Four foreign hostages have been freed by French forces in the West African country of Burkina Faso, France says.
Commanders launched the operation to rescue two French tourists snatched in neighbouring Benin earlier this month, before they could be handed over to militants in Mali.
During the raid special forces found the kidnappers were also holding a US woman and a South Korean woman.
Two French soldiers and four kidnappers were killed. Two kidnappers escaped.
What do we know about the raid?
It took place in the north of Burkina Faso as the kidnappers stopped on their journey towards Mali, the head of the French military said.
Commanders decided to act because the kidnappers were close to the Malian border and were believed to be planning to hand the hostages over to the Mali-based militant group Katiba Macina.

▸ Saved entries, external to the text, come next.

PR #2513, opened 2024-10-31
refinements to ops verify-traffic to integrate and work with ziti edge login

dovholuknf:
the existing ziti ops verify-traffic were not integrated with the ziti edge login functionality. Jens needs/wants an example of how to integrate better with ziti login but apparently we haven't done that yet when using the edge-apis library.

This should provide a mechanism to obtain a new management client from the edge-apis library while integrating with ziti edge login as well. This will allow not only for updb style login but also enables cert/key/file-based login:
```
ziti ops verify-traffic --cleanup --file testadmin.json
```

Using an identity file greatly simplifies the command and is more secure than shipping a user/pwd. example:
image

### DIFF
--- a/controller/oidc_auth/storage.go
+++ b/controller/oidc_auth/storage.go
@@ -91,7 +91,7 @@ type HybridStorage struct {
 	serviceUsers cmap.ConcurrentMap[string, *Client]
 
 	startOnce sync.Once
-	issuer    string
+//linter issue	issuer    string
 	config    *Config
 
 	keys cmap.ConcurrentMap[string, *pubKey]
--- a/ziti/cmd/verify/ops_verify_network.go
+++ b/ziti/cmd/verify/ops_verify_network.go
@@ -17,6 +17,7 @@ package verify
 
 import (
 	"fmt"
+	"io"
 	"net"
 	"os"
 	"strings"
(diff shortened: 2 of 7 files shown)


controller/oidc_auth/storage.go
```diff
@@ -91,7 +91,7 @@ type HybridStorage struct {
 	serviceUsers cmap.ConcurrentMap[string, *Client]
 
 	startOnce sync.Once
```
plorenz, line 93: If this is unused, should we just remove it?

ziti/cmd/verify/ops_verify_network.go
```diff
@@ -48,7 +49,7 @@ type stringMapList []interface{}
 
 type StringMap map[string]interface{}
```
plorenz, line 51: Why add this, just to ignore it?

“Once the hostages were in their hands it would have been impossible to rescue them,” General François Lecointre told reporters.
He said that a first operation, conducted on Tuesday with US support, had allowed the French to track the kidnappers.
During the raid itself, special forces covered 200m (219yds) of open ground and got to within 10m of the shelter where the hostages were being held before being spotted by a guard.
The two French soldiers who died were killed at close quarters as they entered one of the kidnappers’ four shelters, the general said.
Troops did not expect to find the US and South Korean hostages because there had been no information that the kidnappers were holding anyone else, French Armed Forces Minister Florence Parly said.
Ms Parly said the kidnappers’ identity was not yet known but there were two main militant groups operating near where the French tourists were taken, one linked to al-Qaeda and the other to the Islamic State group.
The two soldiers killed during the rescue were named as Cédric de Pierrepont and Alain Bertoncello.